The thing is my 3 closest girlfriends are all divided on it. Two of them think I am making a bit too much out of it and it was just a ''stupid ego thing'' and one is horrified and says we need separation in order to work things out.

This is obviously something you did?


----------



## FB Widow (Sep 29, 2011)

joe kidd said:


> He has to be completely honest for any hope. If he is cheating he won't volunteer any info. You will have to dig for it.

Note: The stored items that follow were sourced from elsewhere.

PR #39, opened 2016-08-14
Remove trailing whitespace in the HTML and JS files.

Mark-Simulacrum:
This is done to aid possible future edits (since they may accidentally introduce these unrelated changes).


nrc:
Thanks!

PR #41, opened 2016-08-15
Polishing the Rust backend

nrc:
Most changes are fairly minor. The only things that might be a bit controversial are replacing the Get/PutHandler traits by functions. I think this is an improvement since we get rid of some dummy structs and because the traits don't seem to add much to me.

r? @Mark-Simulacrum


rs-backend/src/load.rs
```diff
@@ -100,29 +109,12 @@ impl InputData {
...
-                let date_str = &filename[(filename.find("--").unwrap() + 2)..filename.find(".json").unwrap()];
-
-                // Ignore seconds: they aren't key to the data processing, and
-                // parsing them requires logic to replace them with 0 when
-                // they are absent.
-                NaiveDateTime::parse_from_str(date_str, "%Y-%m-%d-%H-%M")
-                    .map_err(|err| err.into())
-            }
-
             let header = InputHeader {
```
Mark-Simulacrum: Since we're polishing, this struct is actually entirely useless. I think keeping the commit and date as standalone variables makes more sense to me. If the struct is kept then `TestRun::new` should just take the header instead of the date and commit separately.

Mark-Simulacrum:
I think it might actually be beneficial to refactor the `from_fs` function into the filesystem gathering part and then a `new` function which takes `data_rustc` and `data_benchmarks`. It's not necessary, but I think it might make the code cleaner, and the changes shouldn't be too extensive.

Issue #1896, opened 2024-04-20
Store self-profiles in local execution


Kobzol:
Currently, the self-profiles from executing compile benchmarks can be uploaded to S3, which is used in the production deployment. However, it would be nice if we could also store them locally, primarily for examining them and testing GUI features that depend on self-profiles. To do that, it would be great to consolidate the logic of uploading and downloading self-profiles in both `collector` and `site` in some shared logic/trait, and then implement two versions - one that uploads/downloads from S3 (to be used in production), and one that just stores the self-profile data in some directory on disk.

Kobzol:
This was implemented in https://github.com/rust-lang/rustc-perf/pull/2375.

PR #1968, opened 2024-08-23
use brotli to compress self profile response

s7tya:
alternative to #1966
This PR is using brotli to compress and consider Accept-Encoding header according to previous PR's discussion.

### DIFF
--- a/site/src/request_handlers/self_profile.rs
+++ b/site/src/request_handlers/self_profile.rs
@@ -3,6 +3,7 @@ use std::io::Read;
 use std::sync::Arc;
 use std::time::Instant;
 
+use brotli::enc::BrotliEncoderParams;
 use bytes::Buf;
 use database::selector;
 use database::ArtifactId;
@@ -14,11 +15,13 @@ use crate::api::self_profile::ArtifactSizeDelta;
 use crate::api::{self_profile, self_profile_processed, self_profile_raw, ServerResult};
 use crate::load::SiteCtxt;
 use crate::self_profile::{get_or_download_self_profile, get_self_profile_raw_data};
+use crate::server::maybe_compressed_response;
 use crate::server::{Response, ResponseHeaders};
 
 pub async fn handle_self_profile_processed_download(
     body: self_profile_processed::Request,
     ctxt: &SiteCtxt,
+    allow_compression: bool,
 ) -> http::Response<hyper::Body> {
     log::info!("handle_self_profile_processed_download({:?})", body);
     let mut params = body.params.clone();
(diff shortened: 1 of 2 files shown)


s7tya:
It will take about 22s to load both directory giving gzip into the perfetto, and using brotli & content-encoding: brotli by my eyes & stopwatch.
However, it would be nice to use brotli than gzip if it's available, so I propose this than the previous one.

s7tya:
(Current production RLO takes about 200s to load. so this makes x10 faster. )

Kobzol:
Because we don't have https://github.com/rust-lang/rustc-perf/issues/1896 yet, it is not easy to fully test (and benchmark) this locally. So I guess we can try it on the live server and see how fast it is in practice.

site/src/server.rs
```diff
@@ -440,8 +440,18 @@ async fn serve_req(server: Server, req: Request) -> Result<Response, ServerError
         }
         "/perf/processed-self-profile" => {
             let ctxt: Arc<SiteCtxt> = server.ctxt.read().as_ref().unwrap().clone();
+            let support_brotli = req
```
Kobzol, line 443: There is already `allow_compression` on line 342, let's reuse it. This one has a bug; it should check `ACCEPT_ENCODING`, not `CONTENT_ENCODING` :) Splitting it by commas is nicer than just the `contains` check in `allow_compression`, but I think that in that case we should check if the trimmed string starts with `br`, because there can be some [compression options](https://developer.mozilla.org/en-US/docs/Web/HTTP/Headers/Accept-Encoding#syntax).

site/src/self_profile.rs
```diff
@@ -37,9 +37,11 @@ pub fn generate(
         ProcessorType::Crox => {
             let opt = serde_json::from_str(&serde_json::to_string(&params).unwrap())
                 .context("crox opts")?;
+            let data = crox::generate(self_profile_data, opt).context("crox")?;
```
Kobzol, line 40: Let's revert this change to avoid an unnecessary git diff.

site/src/request_handlers/self_profile.rs
```diff
@@ -132,6 +136,19 @@ pub async fn handle_self_profile_processed_download(
         })
         .status(StatusCode::OK);
 
+    if output.filename.ends_with("json") && support_brotli {
```
Kobzol, line 139: You could reuse `maybe_compressed_response` from the `server.rs` file. We just to check if the compression of the profiles is still good enough (i.e. that the resulting file is small enough) with the parameters configured in `server.rs`.

Kobzol:
Looks good! :) Was `5` the best trade-off for the compression options that you found? :)

s7tya:
I just took benchmark and changed to 4.

```
207.22 MB → 19.55 MB (size: 9.43%, quality: 2, time: 713.505083ms)
207.22 MB → 13.85 MB (size: 6.69%, quality: 3, time: 744.224166ms)
207.22 MB → 11.42 MB (size: 5.51%, quality: 4, time: 738.653667ms)
207.22 MB → 12.88 MB (size: 6.22%, quality: 5, time: 1.467692333s)
```

Kobzol (approved):
Thanks for doing the benchmark! The comment in `server.rs` said that `4` might be too slow, maybe on the production server it will be a bit worse, but I'm fine with starting with `4`, it looks like it has a good trade-off locally! It is surprising that `5` produces a larger output than `4` though.

Thanks for working on this :heart:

That is exactly what I think. I can't come to any decision unless I know everything. The thing is by now he swept everything clean if there was something, I'm sure of that.


----------



## FB Widow (Sep 29, 2011)

We went to counselling on Saturday. Not really sure if it’s going to bear any fruit. 
I was the one that was stressed, not him. He tried to ‘wax lyrical’ and tell me all the nice things (ok, some of them felt good, while at the same time I have a voice in my ear screaming “he’s lying to you!!!’).
The session (after initial 10 minutes) turned to what was happening with him during this time. Earlier, when we spoke about it, he pretty much said ‘I was bored’. When I retorted that his line sounded ‘brain-dead’, he said we were going through ‘the rough patch’ (I thought it was not anything out of ordinary). 
Now with the psychologist he is saying we were fighting a lot (?!ok…) and he felt ‘we were not communicating’. The psychologist even went down the garden path: ‘did you find you can discuss these things with ‘’her’’ and was she providing advice in that sense?’
It’s only after I intervened: ‘she’s 25, a hairdresser and likes all things pink?!!!’ did the tone change from ‘poor him’. Don’t get it?! Is it some sort of an excuse? He was saying he works that hard he comes home dead (granted, hard but not that hard). So how TF*** does he ‘’need more spice in his life’’ if he is that dead tired?!
I felt he was indulged beyond belief in that first session. Is that how things normally go? Sort of trying to equalise the blame? I haven’t had any experience with it and that is how I felt it went…
Any thoughts appreciated


----------



## oaksthorne (Mar 4, 2011)

FB Widow said:


> We went to counselling on Saturday. Not really sure if it’s going to bear any fruit.
> I was the one that was stressed, not him. He tried to ‘wax lyrical’ and tell me all the nice things (ok, some of them felt good, while at the same time I have a voice in my ear screaming “he’s lying to you!!!’).
> The session (after initial 10 minutes) turned to what was happening with him during this time. Earlier, when we spoke about it, he pretty much said ‘I was bored’. When I retorted that his line sounded ‘brain-dead’, he said we were going through ‘the rough patch’ (I thought it was not anything out of ordinary).
> Now with the psychologist he is saying we were fighting a lot (?!ok…) and he felt ‘we were not communicating’. The psychologist even went down the garden path: ‘did you find you can discuss these things with ‘’her’’ and was she providing advice in that sense?’
> ...



You may have to find another MC. The WS is already in La La land, he does not need a MC to help him remain there. We were "rocky" according to my WS. The problem with that was that he didn't bother to tell me that. He told the potential AP, and she said the same about her marriage. A competent MC will focus on the fact that there is no good reason for betrayal, period. That it is the wrong way to solve whatever problem the WS seems to think there is. My MC wanted him to evaluate himself, and try to understand why he chose such a destructive way of dealing with his feelings. She asked him to put himself in my shoes and try to imagine how he would feel if I were the one with a young lover. It was amazingly effective. She then set him up with an IC because he had childhood issues that she felt contributed to his A.


----------



## FB Widow (Sep 29, 2011)

oaksthorne said:


> You may have to find another MC. The WS is already in La La land, he does not need a MC to help him remain there. We were "rocky" according to my WS. The problem with that was that he didn't bother to tell me that. He told the potential AP, and she said the same about her marriage. A competent MC will focus on the fact that there is no good reason for betrayal, period. That it is the wrong way to solve whatever problem the WS seems to think there is. My MC wanted him to evaluate himself, and try to understand why he chose such a destructive way of dealing with his feelings. She asked him to put himself in my shoes and try to imagine how he would feel if I were the one with a young lover. It was amazingly effective. She then set him up with an IC because he had childhood issues that she felt contributed to his A.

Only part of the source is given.